Data extract:
PR #98, opened 2021-06-18
Move location button position with config setting

Petap0w:
Adds a config setting in map section to move the location button to bottom right:
```
  "map": {
[...]
    "locationBtnPosition": "bottomRight",
[...]
  },
```
Capture d’écran 2021-06-18 à 14 18 44

### DIFF
--- a/server/src/configs/default.json
+++ b/server/src/configs/default.json
@@ -34,6 +34,7 @@
     "feedbackLink": "https://forms.gle/wKqWRs9Z7XEAPB7AA",
     "enableStats": false,
     "statsLink": "https://rdmopole2link.net",
+    "locationBtnPosition": "topLeft",
     "startLat": 0,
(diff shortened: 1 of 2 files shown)


TurtIeSocks (changes requested):
Before:
Screen Shot 2021-06-21 at 2 44 37 PM

After:
Screen Shot 2021-06-21 at 2 44 23 PM
 
 Please fix the order.

Petap0w:
> Before:
> Screen Shot 2021-06-21 at 2 44 37 PM
> 
> After:
> Screen Shot 2021-06-21 at 2 44 23 PM
> 
> Please fix the order.

that switch is voluntary: you probably want to zoom in / out more often than submit a feedback or check stats so made them "closer to the thumb distance"

Petap0w:
Mods included in #111

PR #99, opened 2021-06-19
Rename S2cell to ScanCell

Petap0w:
Config setting changes: useFor `"s2cell"` becomes `"scanCell"` in your DB schemas.


TurtIeSocks:
This was a planned change but I'd rather make all of the config changes that actively break people's maps near the end of the beta period, all at once, so people only have to redo their configs a single time. We can leave this open for now but not going to merge it right now.

Petap0w:
Mods included in #111

PR #107, opened 2021-06-23
Provide Docker setup

Fabio1988:


clburlison:
We need to enable the public container package for the GitHub organization if this is something you want to support @TurtIeSocks.

Minor nits:

- This php-Apache base image is 6 months old and 605MB decompressed on disk!! This project doesn't require either php or Apache 
- Using the `node:12-slim` or `node:12-alpine` would be much better, more updated, and much smaller base containers. 
- Should ship this as `docker-compose.example.yml` it's expected that users will make modifications to the file
- Add `docker-compose.yml` to `.gitignore`

Fabio1988:
Thx @clburlison a lot.

Wasn't aware of some requirements. exchanged docker-image.
also renamed `docker-compose.yml` to `docker-compose.example.yml`
removed depends_on
added `docker-compose.yml` to `.gitignore`

I told TurtleSocks about the public container package support. If he wants to support it, would be great :)

docker-compose.example.yml
```diff
@@ -0,0 +1,12 @@
+version: '3.1'
+services:
+  reactmap:
+    image: ghcr.io/WatWowMap/reactmap:main #pr-10
+    container_name: reactmap
+    command: sh -c "sudo yarn start"
```
clburlison, line 6:
```suggestion
    command: "yarn start"
```
Don't need (and can't use `sudo` with alpine)

clburlison (changes requested):
One last change but this looks good. Tested locally. Support for this should be pretty minimal. Can add it into the README later if you want or just leave it as is. Most docker users will be able to see the compose file and do the right thing.

clburlison (approved):

versx (approved):

PR #13, opened 2019-06-10
Initial cleanup/removal of IChannelListener

mconnew:
Removed IChannelListener interface and common listener base classes
Removed some additional unnecessary interfaces.
Removed lingering NetTcp channel listener implementation
Some nameof cleanup


paulomorgado:
Just out of curiosity, why is `IChannelListener` being removed?

And non-functional changes like the use of `nameof` should have their own PRs.

mconnew:
@paulomorgado, IChannelListener is a pull model where you have a loop which repeatedly calls Accept to get a channel, and then on that channel you need another loop to Receive a message which then pushes it to the dispatcher. As we're now built on top of Asp.NET Core, this model no longer works. Asp.NET Core uses a middleware model where the request is passed along a series of middleware in a push model. If we kept IChannelListener, we would need to have code which translates the push model of Asp.NET to IChannelListener and a whole bunch of new problems need to be solved. For example, if Asp.NET pushes a new message and there's not a pending Accept, you need to hold on to the message until there is one. So then you need to start queuing the requests and need a mechanism to prevent too many building up. You could start sending a 500 response, but then do you do that to items currently queued or to new requests? And all this just to go back to a push model again at the dispatcher. All the built-in binding elements will be made to work with the new model and once the api is stabilized, it will be documented how to create a new binding element this way. It should be relatively easy to modify any existing custom channel layer code to the new model.  
As for non-functional cleanup such as `nameof`, I would normally agree with you but with the current stage this code is in, that will slow development down a lot. In the coming weeks I will be making large changes to the code base and getting things to a state where others can contribute easily. Until that point though, I'm going to be taking a lot of liberties in the regular code development process. I hope this stage will only be a few weeks.

Kralizek:
As a lover of WCF, I'm really curious to see how WCF over ASP.NET will work!

paulomorgado:
With analyzers/fixers like [Microsoft.CodeAnalysis.FxCopAnalyzers](https://www.nuget.org/packages/Microsoft.CodeAnalysis.FxCopAnalyzers/) and [codecracker](https://www.nuget.org/packages/codecracker.CSharp/) this is almost one shot.

An `.editorconfig` file can also be used with [dotnet-format](https://www.nuget.org/packages/dotnet-format/) for normalizing style.

Mixing style and functionality makes it hard to understand the changes.

mconnew:
@paulomorgado, please feel free to contribute to improve those areas. I would suggest opening an issue first to discuss what checks, style and config would be good as well as what tools to use. Then you can submit a PR to implement/fix some of this stuff. 
I'm mostly concentrating on the code functionality at the moment and as I know this code back to front, style hasn't been a priority for me so far. But one of my goals with this re-worked code base is to make the code easy to reason about and to lower the technical skills bar for contributions and clean code helps with that.

mconnew:
@tibor19, I've done another round of code cleanup. Can you have a quick look and ack so I can merge?

PR #26, opened 2019-07-02
Dispatch cleanup

mconnew:
Added back a lot of extensibility capability. No tests for any of them yet.


src/CoreWCF.Primitives/src/CoreWCF/Description/DispatcherBuilder.cs
```diff
@@ -571,6 +571,9 @@ static bool HaveCommonInitiatingActions(EndpointFilterProvider x, EndpointFilter
             {
                 var cd = cdb as ChannelDispatcher;
                 cd.Init();
+                var openTask = cd.OpenAsync();
+                Fx.Assert(openTask.IsCompleted, "ChannelDispatcher should open synchronously");
```
tibor19: What is the point of calling OpenAsync if the expectation is to open synchronously?

mconnew: The class derives from CommunicationObject. On .NET Framework that class has Open and BeginOpen/EndOpen methods and I've replaced them with just OpenAsync. The class ChannelDispatcher allows modification when it's in the Created state. A behavior would typically modify something on ChannelDispatcher, for example throttles. When you "open" a ChannelDispatcher, it doesn't do anything other than transition to the Open state. All the setters on ChannelDispatcher throw an exception if it's not in the Created state. Basically once it's open it becomes immutable. The Fx.Assert is there to make sure the class isn't modified at a later date to do something asynchronously when OpenAsync is called without forcing awareness that OpenAsync is being synchronously waited on here.

mconnew:
@tibor19, have you finished reviewing this PR?

tibor19:
I am done!

PR #33, opened 2019-08-22
Implemented server side connection reuse

mconnew:
Also implemented channel/connection close on app close
Also implemented unwrapping of upgraded connection
Upgraded Kestrel dependency version


src/CoreWCF.NetTcp/src/CoreWCF/Channels/Framing/RawStream.cs
```diff
@@ -0,0 +1,264 @@
...
+
+        public RawStream(PipeReader input, PipeWriter output)
+        {
+            _input = input;
+            _output = output;
+            _canRead = true;
+            _thisLock = new object();
+        }
+
+        public override bool CanRead
```
tibor19: Why the inconsistency between CanRead and the other Can... methods?

src/CoreWCF.NetTcp/src/CoreWCF/Channels/Framing/RawStream.cs
```diff
@@ -0,0 +1,264 @@
...
+            // https://github.com/dotnet/corefx/blob/f9da3b4af08214764a51b2331f3595ffaf162abe/src/System.Threading.Tasks.Extensions/src/System/Threading/Tasks/ValueTask.cs#L156
+            return ReadAsyncInternal(new Memory<byte>(buffer, offset, count)).Result;
+        }
+
+        public override Task<int> ReadAsync(byte[] buffer, int offset, int count, CancellationToken cancellationToken)
+        {
+            return ReadAsyncInternal(new Memory<byte>(buffer, offset, count)).AsTask();
+        }
+
+#if NETCOREAPP2_1
```
tibor19: What about .net core 3 and above?

src/CoreWCF.NetTcp/src/CoreWCF/Channels/Framing/RawStream.cs
```diff
@@ -0,0 +1,264 @@
...
+        public RawStream(PipeReader input, PipeWriter output)
+        {
+            _input = input;
+            _output = output;
+            _canRead = true;
+            _thisLock = new object();
+        }
+
+        public override bool CanRead
+        {
```
tibor19: Should not this be used only to say that the Stream supports read operations? IMO Blocking has no place here, but when you do the reading itself, and can read should always return true.

PR #45, opened 2019-09-16
Need to use || instead of &&

DamirAinullin:
Fix of incorrect condition and replacing string arg name with nameof operator.


src/CoreWCF.Primitives/src/CoreWCF/Channels/BinaryMessageEncoderFactory.cs
```diff
@@ -1080,9 +1080,9 @@ public int GetSessionKey(int value)
 
         int GetPrefixOffset(char prefix)
         {
-            if (prefix < 'a' && prefix > 'z')
+            if (prefix < 'a' || prefix > 'z')
```
mconnew: Nice catch. This is a bug which exists in .NET Framework too!! I'll have to take a look and work out what the ramifications are for this bug and get it fixed if it's severe enough.

PR #47, opened 2019-09-16
Added throw operator before TraceUtility.ThrowHelperError

DamirAinullin:
in order to throw exception

### DIFF
--- a/src/CoreWCF.NetTcp/src/CoreWCF/Dispatcher/ErrorBehaviorHelper.cs
+++ b/src/CoreWCF.NetTcp/src/CoreWCF/Dispatcher/ErrorBehaviorHelper.cs
@@ -32,7 +32,7 @@ namespace CoreWCF.Dispatcher
                     }
                     else
                     {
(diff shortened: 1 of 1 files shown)


src/CoreWCF.NetTcp/src/CoreWCF/Dispatcher/ErrorBehaviorHelper.cs
```diff
@@ -32,7 +32,7 @@ internal static void ThrowAndCatch(Exception e, Message message)
                     }
                     else
                     {
-                        TraceUtility.ThrowHelperError(e, message);
+                        throw TraceUtility.ThrowHelperError(e, message);
```
mconnew: This was intentional. The idea is to throw if a debugger is attached, otherwise don't throw. Your change makes the if block and the else block identical.

DamirAinullin: Ok, I see

PR #48, opened 2019-09-16
Removed excessive code

DamirAinullin:
Seems like no sense in this code so I suggest to delete it andreplace just with return statement.


mconnew:
There's some important functionality which has been kind of semi removed here and needs to be put back in. On .NET Framework you can specify an identity for the service. This then gets configured through to the IChannelListener and the EndpointIdentity property can be retrieved. With the code you are removing, I'd rather put back the original code which can be found [here](https://referencesource.microsoft.com/#System.ServiceModel/System/ServiceModel/Dispatcher/EndpointDispatcher.cs,a5b882920a67c8ea) and comment it out. Then add a TODO that a mechanism to configure a custom endpoint identity needs to be created and then used here.

PR #51, opened 2019-10-10
Added a Postman SOAP 1.1 Collection to illustrate raw requests to the basichttp endpoint

VorTechS:
The included file can be imported into Postman to send a request to either the DesktopServer or NetCoreServer sample applications.  

It shows how the headers and body should be constructed to correctly send a SOAP request to the server, ideal for testing on-the-fly


mconnew:
Can you add a README.MD in the same folder as the postman json file with your "How to use" instructions. I don't think you need to elaborate more than what you've already put in the comment.

VorTechS:
Sorry, I had a few days with head down at work and chilling out of an evening!

I've added that file as requested.  I'm not familiar with Git, so hopefully I've done that right!  I also added some sample code into the client applications showing the same envelope being sent by code, which might also be useful.

src/README.MD
```diff
@@ -0,0 +1,9 @@
+Using the CoreWCF Postman Samples Collection.json within Postman
```
mconnew: Can you move this file to the src/Samples folder instead of being at the top level

src/Samples/DesktopClient/Properties/launchSettings.json
```diff
@@ -0,0 +1,7 @@
+{
```
mconnew: I presume this is from VSCode? Can you remove this from your PR. While I do see benefit in having this, it should be done purposefully and across the entire repo for every project where appropriate rather than a single adhoc project.

src/Samples/NetCoreClient/Program.cs
```diff
@@ -15,14 +21,43 @@ static void Main(string[] args)
...
-            factory = new ChannelFactory<Contract.IEchoService>(new BasicHttpBinding(), new EndpointAddress("http://localhost:8080/basichttp"));
+            factory = new ChannelFactory<Contract.IEchoService>(new BasicHttpBinding(), new EndpointAddress(_basicHttpEndPointAddress));
             factory.Open();
             channel = factory.CreateChannel();
             ((IClientChannel)channel).Open();
             Console.WriteLine("http Echo(\"Hello\") => " + channel.Echo("Hello"));
             ((IClientChannel)channel).Close();
             factory.Close();
 
+            //
```
mconnew: Can you refactor the two ways into two methods and have the Main method call each in turn. I'll leave the method naming to you, but as a suggestion, "CallUsingWCF" and "CallUsingWebRequest".

src/Samples/DesktopClient/Properties/launchSettings.json
VorTechS: I use VS2019, I'll post edit accordingly.

src/Samples/NetCoreClient/Program.cs
VorTechS: Certainly!  I refrained from doing so based on the relevant rules!  (Yes, I'm the one person that did read them!) ;)

tibor19:
There are some conflicts. @VorTechS Can you have a look and fix them so we can commit this?

tibor19:
Ping @VorTechS

VorTechS:
Sorry!  Had a machine re-build and lost track of things.  I'll try and get this done ASAP!

VorTechS:
Today's GitHub lesson; committing extra code doesn't resolve conflicts.  Sorry, I'm still getting used to it coming from a SourceSafe / TFS background!

Anyway, before I had my machine rebuild (and pulling latest changes) I had a WCF complex type sample working.  But now it appears it no longer is.

The appropriate method is being called, but the SOAP message parameters aren't being unwrapped correctly.  I thought perhaps it was a namespace conflict and modifying the namespace for the classes so that the EchoMessage class was the same (NetCoreServer) made no difference, nor did moving it to the Contract class.

Sample SOAP message being sent:

```
{<?xml version="1.0" encoding="utf-16"?>
<s:Envelope xmlns:s="http://schemas.xmlsoap.org/soap/envelope/">
  <s:Header>
    <To s:mustUnderstand="1" xmlns="http://schemas.microsoft.com/ws/2005/05/addressing/none">http://localhost:8080/basichttp</To>
    <Action s:mustUnderstand="1" xmlns="http://schemas.microsoft.com/ws/2005/05/addressing/none">http://tempuri.org/IEchoService/ComplexEcho</Action>
  </s:Header>
  <s:Body>
    <ComplexEcho xmlns="http://tempuri.org/">
      <text xmlns:a="http://schemas.datacontract.org/2004/07/NetCoreClient" xmlns:i="http://www.w3.org/2001/XMLSchema-instance">
        <a:Text>Complex Hello</a:Text>
      </text>
    </ComplexEcho>
  </s:Body>
</s:Envelope>}
```

PR #52, opened 2019-10-10
Add azure pipelines configuration

### LINKED ISSUE #21: Add Azure Pipelines for CI
Would be good to have the tests run on PRs to make sure nothing is breaking. Since this is a OSS project, it should be able to leverage the free offering

Daniel-Svensson:
* Setup a *basic* build, test and package pipeline using azure pipelins
* Use gitversion to get incremented release numbers based on git tags
* Installs latests Microsoft.Test.SDK into all test projects to enable code coverage
* Disable packaging for sample projects

**net472 is not built and tested** since the tests hangs since #50 

For build status see
https://svensson-daniel.visualstudio.com/CoreWCF/_build/results?buildId=628&view=results

This is *one of the steps* required to fix #21
Once this is in master the azure pipelines github app needs to be installed, a devops project with corresponding build setup, but at least the build can be setup with an existing yml file

Future work could include adding some kind of static analysis (I personally find sonarcloud quite good) support for deterministic builds, sourcelink support as well as building on different os.
 (and maybe a release pipeline to create github releases and push to nuget)

### DIFF
--- a/Directory.Build.props
+++ b/Directory.Build.props
@@ -3,7 +3,7 @@
   <PropertyGroup>
     <ProjectDir>$(MSBuildThisFileDirectory)</ProjectDir>
     <SourceDir>$(ProjectDir)src/</SourceDir>
-    
+
     <!-- Output directories -->
     <BinDir Condition="'$(BinDir)'==''">$(ProjectDir)bin/</BinDir>
     <ObjDir Condition="'$(ObjDir)'==''">$(BinDir)obj/</ObjDir>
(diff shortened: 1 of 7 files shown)


Daniel-Svensson:
@mconnew  If you dont want to setup the devops bits by yourself I can help with that but then you would need to provide member access to the github repo (during the setup) and install the devops app (i think it requires admin access).

That said, nice with with this project :+1: I really hope that it succeeds and gain traction

mconnew:
Thanks for this. I won't be able to look at this until Tuesday next week and I want to understand what these changes all mean first. I've been fighting an auth issue in Azure DevOps to get that part set up but this will definitely help with getting this going.

Daniel-Svensson:
I think it should be considered to to split the testing step into one per target framework since the result view in devops does not make the targetframework very easy to se in the test results

mconnew:
I'm playing around with things trying to get a simple pipeline working. I'm about to create a PR for fixing some test issues and a couple of product issues which I think were getting hit by running in Azure devops. I believe I've removed all problems with socket reuse between tests and with exceptions being thrown resulting in missed cleanup.

mconnew:
I'm going to close this PR. I'm still going to refer back to it for inspiration for other changes. Feel free to submit a PR to suggest improvements to the current pipelines file.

Task statement: Look over the records. Copy the lines that include the word "BinDir".

Response to the task:
     <BinDir Condition="'$(BinDir)'==''">$(ProjectDir)bin/</BinDir>
     <ObjDir Condition="'$(ObjDir)'==''">$(BinDir)obj/</ObjDir>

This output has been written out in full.